### Records supplied
Issue #150, opened 2015-01-08
Rendering errors on long pages


mehaase:
I have found that very long pages have some PNG rendering bugs. For example, [here is a forum thread with infinite scroll](http://what.thedailywtf.com/t/papers-please/6851). I have written a Lua directive that scrolls the page to the bottom several times (to trigger infinite scroll) and then scrolls back to the top and takes a snapshot.

Here's what the QWebView looks like in a real window:

![discourse1](https://cloud.githubusercontent.com/assets/320904/5670674/02176e50-9750-11e4-8c21-0e193ca82d5f.png)

And here's what it looks like when rendered as a PNG (warning, this is _very_ tall):

![discourse2](https://cloud.githubusercontent.com/assets/320904/5670684/11a4b224-9750-11e4-8849-654b09a84ea9.png)

Notice that there's a huge white gap in the PNG that does not exist in the QWebView.

Here's an excerpt from my Lua script:

```lua
  function main(splash)
    local url = splash.args.url
    local page_count = splash.args.page_count or 3

    splash:autoload(splash.args.js_source)
    assert(splash:go(url))

    for i=1,page_count do
      scroll_to_bottom_and_wait(splash)
    end

    splash:runjs([[
      window.__scrollTop();
    ]])
    splash:stop()
    splash:set_viewport("full")

    return {
      html = splash:html(),
      png = splash:png{width=640},
      har = splash:har(),
    }
  end
```

Obviously I'm omitting quite a bit but I think this shows the core of the problem. This may not be a bug in splash -- I'm not sure. With even larger/long PNGs, the rendering is even further degraded, until it looks almost nothing like the original web page at all.

kmike:
There are two known issues with these large pages.

The first issue is a QT bug which prevents a page from being rendered if one of the dimensions is greater than 32K. It is worked on here: https://github.com/scrapinghub/splash/pull/147.

The second issue is that viewport doesn't match window geometry, and it may confuse a webpage. It is worked on here: https://github.com/scrapinghub/splash/pull/131.

I'm not sure if these PRs will fix the problem described in this ticket or not, but they could. Similar issues:  https://github.com/scrapinghub/splash/issues/145, https://github.com/scrapinghub/splash/issues/80.

kmike:
[...]

Issue #145, opened 2015-01-01
viewport=full does not resize to correct width


bettertest-org:
Png is too narrow when setting viewport to full.

Example pages to grab:
http://allegro.pl/ShowItem2.php?item=4892071886
http://allegro.pl/ShowItem2.php?item=4879256257 

viewport cannot be set to fixed parameters because height is different

kmike:
Hi,

This PR can be related: https://github.com/scrapinghub/splash/pull/131

kmike:
The described issue is fixed in master.

By default, page loading still fails though, because some requests to ftp resources take too long to finish. After filtering out those requests page renders fine. So I'm closing this issue.

There is a ticket for allowing to stop rendering without waiting for the full page load: https://github.com/scrapinghub/splash/issues/127

PR #159, opened 2015-01-19
Split viewport size and full-page rendering parameters

immerrr:
This is yet another attempt at #131.

The problem was that when "viewport=full" was selected,
viewport was not resized till the very rendering and inherited the
default window size which is small (640x480).  In presence of so called
fluid layouts this could significantly affect the appearance of the site (see #150 and #145)
and there was no way to tweak that initial size, because "viewport="
argument was already occupied with "viewport=full".

This PR does the following:

* ~~add "window_size=" query argument to "render.xyz" endpoints so that one can simultaneously select full viewport and tweak the window size~~

* ~~add "splash:set_window_size" function to Lua environment~~

* add `render_all=1` query argument to "render.xyz", so that one can simultaneously select full viewport and tweak the window size

* add `render_all` flag to `splash:png` function available in Lua scripts

* increase default window size from 640x480 to ~1024x768~ 1366x768

* if "splash:set_viewport('full')" fails in Lua environment, raise an
  error instead of silently falling back to default size

TODO:
- [x] bump Lua documentation
- [x] fix tests

### DIFF
--- a/docs/api.rst
+++ b/docs/api.rst
@@ -90,20 +90,29 @@ allowed_domains : string : optional
 .. _arg-viewport:
 
 viewport : string : optional
-  View width and height (in pixels) of the browser viewport
-  to render the web page. Format is "<width>x<heigth>", e.g. 800x600.
-  It also accepts 'full' as value; viewport=full means that the whole
-  page (possibly very tall) will be rendered. Default value is 1024x768.
 
-  'viewport' parameter is more important for PNG rendering;
-  it is supported for all rendering endpoints because javascript
-  code execution can depend on viewport size.
+  View width and height (in pixels) of the browser viewport to render the web
+  page. Format is "<width>x<height>", e.g. 800x600.  Default value is 1366x768.
+
+  'viewport' parameter is more important for PNG rendering; it is supported for
+  all rendering endpoints because javascript code execution can depend on
+  viewport size.
+
+  For backward compatibility reasons, it also accepts 'full' as value;
+  ``viewport=full`` is semantically equivalent to ``render_all=1`` (see
+  :ref:`arg-render-all`).
+
+.. _arg-render-all:
+
+render_all : int : optional
+  Render the whole webpage (possibly very tall) when ``1``, possible values are
+  ``1`` and ``0``.  Default is ``0``.
 
 .. note::
 
-    viewport=full requires non-zero 'wait' parameter. This is
-    an unfortunate restriction, but it seems that this is the only
-    way to make rendering work reliably with viewport=full.
+    ``render_all=1`` requires non-zero :ref:`arg-wait` parameter. This is an
+    unfortunate restriction, but it seems that this is the only way to make
+    rendering work reliably with ``render_all=1``.
 
 .. _arg-images:
 
@@ -735,6 +744,9 @@ X-Splash-width : string
 
 X-Splash-height : string
   Same as :ref:`'height' <arg-height>` argument for `render.png`_.
+
+X-Splash-render-all : string
+  Same as :ref:`'render_all' <arg-render-all>` argument for `render.png`_.
 
 X-Splash-html : string
   Same as :ref:`'html' <arg-html>` argument for `render.json`_.
--- a/docs/api.rst
+++ b/docs/api.rst
@@ -105,8 +105,9 @@ viewport : string : optional
 .. _arg-render-all:
 
 render_all : int : optional
-  Extend the viewport to include the whole webpage (possibly very tall) when
-  ``1`` before rendering.  Possible values are ``1`` and ``0``.  Default is ``0``.
+  Possible values are ``1`` and ``0``.  When ``render_all=1``, extend the
+  viewport to include the whole webpage (possibly very tall) before rendering.
+  Default is ``render_all=0``.
 
 .. note::
 
--- a/docs/api.rst
+++ b/docs/api.rst
@@ -56,8 +56,8 @@ wait : float : optional
   (defaults to 0). Increase this value if you expect pages to contain
   setInterval/setTimeout javascript calls, because with wait=0
   callbacks of setInterval/setTimeout won't be executed. Non-zero
-  'wait' is also required for PNG rendering when viewport=full
-  (see later).
+  :ref:`wait <arg-wait>` is also required for PNG rendering when doing
+  full-page rendering (see :ref:`render_all <arg-render-all>`).
 
 .. _arg-proxy:
 
@@ -100,17 +100,17 @@ viewport : string : optional
 
   For backward compatibility reasons, it also accepts 'full' as value;
   ``viewport=full`` is semantically equivalent to ``render_all=1`` (see
-  :ref:`arg-render-all`).
+  :ref:`render_all <arg-render-all>`).
 
 .. _arg-render-all:
 
 render_all : int : optional
-  Render the whole webpage (possibly very tall) when ``1``, possible values are
-  ``1`` and ``0``.  Default is ``0``.
+  Extend the viewport to include the whole webpage (possibly very tall) when
+  ``1`` before rendering.  Possible values are ``1`` and ``0``.  Default is ``0``.
 
 .. note::
 
-    ``render_all=1`` requires non-zero :ref:`arg-wait` parameter. This is an
+    ``render_all=1`` requires non-zero :ref:`wait <arg-wait>` parameter. This is an
     unfortunate restriction, but it seems that this is the only way to make
     rendering work reliably with ``render_all=1``.
 
--- a/docs/scripting-ref.rst
+++ b/docs/scripting-ref.rst
@@ -959,7 +959,7 @@ Set the browser viewport size.
 * height - integer, requested viewport height in pixels.
 
 This will change the size of the visible area and subsequent rendering
-commands, e.g. :ref:`splash-png`, will produce an image with the specified
+commands, e.g., :ref:`splash-png`, will produce an image with the specified
 size.
 
 :ref:`splash-png` uses the viewport size.
--- a/docs/scripting-ref.rst
+++ b/docs/scripting-ref.rst
@@ -610,10 +610,10 @@ not a size of an area screenshot is taken of. For example, if the viewport
 is 1024px wide then ``splash:png{width=100}`` will return a screenshot
 of the whole viewport, but an image will be downscaled to 100px width.
 
-To set the viewport size use :ref:`splash-set-viewport` method or use
-*render_all* argument.  *render_all=true* is equivalent to running
-``splash:set_viewport('full')`` just before the rendering and restoring the
-viewport size afterwards.
+To set the viewport size use :ref:`splash-set-viewport-size`,
+:ref:`splash-set-viewport-full` or *render_all* argument.  *render_all=true* is
+equivalent to running ``splash:set_viewport_full()`` just before the rendering
+and restoring the viewport size afterwards.
 
 If the result of ``splash:png()`` is returned directly as a result of
 "main" function, the screenshot is returned as binary data:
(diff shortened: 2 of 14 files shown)


splash/browser_tab.py
```diff
@@ -85,6 +87,10 @@ def _init_webpage(self, verbosity, network_manager, splash_proxy_factory, render
         self.web_view.setPage(self.web_page)
         self.web_view.setAttribute(Qt.WA_DeleteOnClose, True)
 
+        self.set_window_size(render_options.get_window_size())
```
kmike: The fact `render_options` is available to BrowserTab is a bug :) BrowserTab shouldn't be tied to GET/POST parameters extracted by a web server. 

Setting window size (and viewport size) here based on `render_options` means that the window size is set in scripts if `window_size` argument is passed to the /execute endpoint regardless of a script itself. I think we should require an explicit command for that. The fact `allowed_domains`, `proxy` and `filters` work in a similar way (see http://splash.readthedocs.org/en/latest/api.html#execute endpoint) is a bug/unfinished refactoring.

splash/tests/test_execute.py
```diff
@@ -1809,3 +1811,160 @@ def test_get_perf_stats(self):
...
+                splash:set_window_size(%s)
+            end
+            """ % (repr(size_str), ))
+
+        for size_str, errmsg in cases:
+            self.assertRaisesRegexp(RuntimeError, errmsg,
+                                    run_test, size_str)
+
+    def test_viewport_validation(self):
+        cases = [
```
kmike: pytest.mark.parametrize?

splash/qtrender_lua.py
```diff
@@ -452,7 +452,21 @@ def set_custom_headers(self, headers):
...
+        return sz.width(), sz.height()
+
+    @command()
+    def get_window_size(self):
+        sz = self.tab.web_view.size()
+        return sz.width(), sz.height()
+
+    @command()
+    def set_window_size(self, sz):
+        self.tab.set_window_size(sz)
```
kmike: splash:set_window_size(splash:get_window_size()) won't work

splash/tests/test_execute.py
```diff
@@ -1809,3 +1811,160 @@ def test_get_perf_stats(self):
...
+    alter_state(splash)
+    return get_dims(splash)
+end
+
+"""
+
+    def run_dims_test(self, alter_fn, **kwargs):
+        script = dedent(self.BASIC_SCRIPT) + "\n" + dedent(alter_fn)
+        resp = self.request_lua(script, kwargs)
+        if resp.ok:
```
kmike: This could be more consistent with the rest of the testing suite:
```
self.assertStatusCode(resp, 200)
return resp.json()
```

splash/tests/test_execute.py
```diff
@@ -1809,3 +1811,160 @@ def test_get_perf_stats(self):
...
+    def test_window_size(self):
+        out = self.run_dims_test("""
+        function alter_state(splash)
+            splash:set_window_size("2000x2000")
+        end
+        """)
+        self.assertEqual(out,
+                         {'inner': '2000x2000',
+                          'outer': '2000x2000',
+                          'client': '2000x2000'})
```
kmike: What about something like assertSizeAfter?
```
self.assertSizeAfter(
    'splash:set_window_size("2000x2000")', 
    {
        'inner': '2000x2000',
        'outer': '2000x2000',
        'client': '2000x2000'
    }
)
```

splash/browser_tab.py
```diff
@@ -144,7 +142,32 @@ def set_custom_headers(self, headers):
...
+        self.web_view.resize(size)
+        self.logger.log("window size is set to %sx%s" %
+                        (size.width(), size.height()), min_level=2)
+        # As self.web_page is attached to self.web_view, normally one would
+        # expect page's viewport to resize automatically.  This indeed happens
+        # as a reaction to QResizeEvent generated when doing resize().
+        #
+        # However, Qt only guarantees delivery of that event before the widget
+        # is next shown on the screen which means it won't happen as long as
+        # splash is running headless.  So, fall back to manual mode.
```
kmike: nice catch

kmike:
Please also check the test failures - they are real.

splash/tests/test_execute.py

### Problem requirements
The first line of the records and every line down to the line with "The second issue" must be quoted exactly; leave out all else.

### Response box
Issue #150, opened 2015-01-08
Rendering errors on long pages


mehaase:
I have found that very long pages have some PNG rendering bugs. For example, [here is a forum thread with infinite scroll](http://what.thedailywtf.com/t/papers-please/6851). I have written a Lua directive that scrolls the page to the bottom several times (to trigger infinite scroll) and then scrolls back to the top and takes a snapshot.

Here's what the QWebView looks like in a real window:

![discourse1](https://cloud.githubusercontent.com/assets/320904/5670674/02176e50-9750-11e4-8c21-0e193ca82d5f.png)

And here's what it looks like when rendered as a PNG (warning, this is _very_ tall):

![discourse2](https://cloud.githubusercontent.com/assets/320904/5670684/11a4b224-9750-11e4-8849-654b09a84ea9.png)

Notice that there's a huge white gap in the PNG that does not exist in the QWebView.

Here's an excerpt from my Lua script:

```lua
  function main(splash)
    local url = splash.args.url
    local page_count = splash.args.page_count or 3

    splash:autoload(splash.args.js_source)
    assert(splash:go(url))

    for i=1,page_count do
      scroll_to_bottom_and_wait(splash)
    end

    splash:runjs([[
      window.__scrollTop();
    ]])
    splash:stop()
    splash:set_viewport("full")

    return {
      html = splash:html(),
      png = splash:png{width=640},
      har = splash:har(),
    }
  end
```

Obviously I'm omitting quite a bit but I think this shows the core of the problem. This may not be a bug in splash -- I'm not sure. With even larger/long PNGs, the rendering is even further degraded, until it looks almost nothing like the original web page at all.

kmike:
There are two known issues with these large pages.

The first issue is a QT bug which prevents a page from being rendered if one of the dimensions is greater than 32K. It is worked on here: https://github.com/scrapinghub/splash/pull/147.

The second issue is that viewport doesn't match window geometry, and it may confuse a webpage. It is worked on here: https://github.com/scrapinghub/splash/pull/131.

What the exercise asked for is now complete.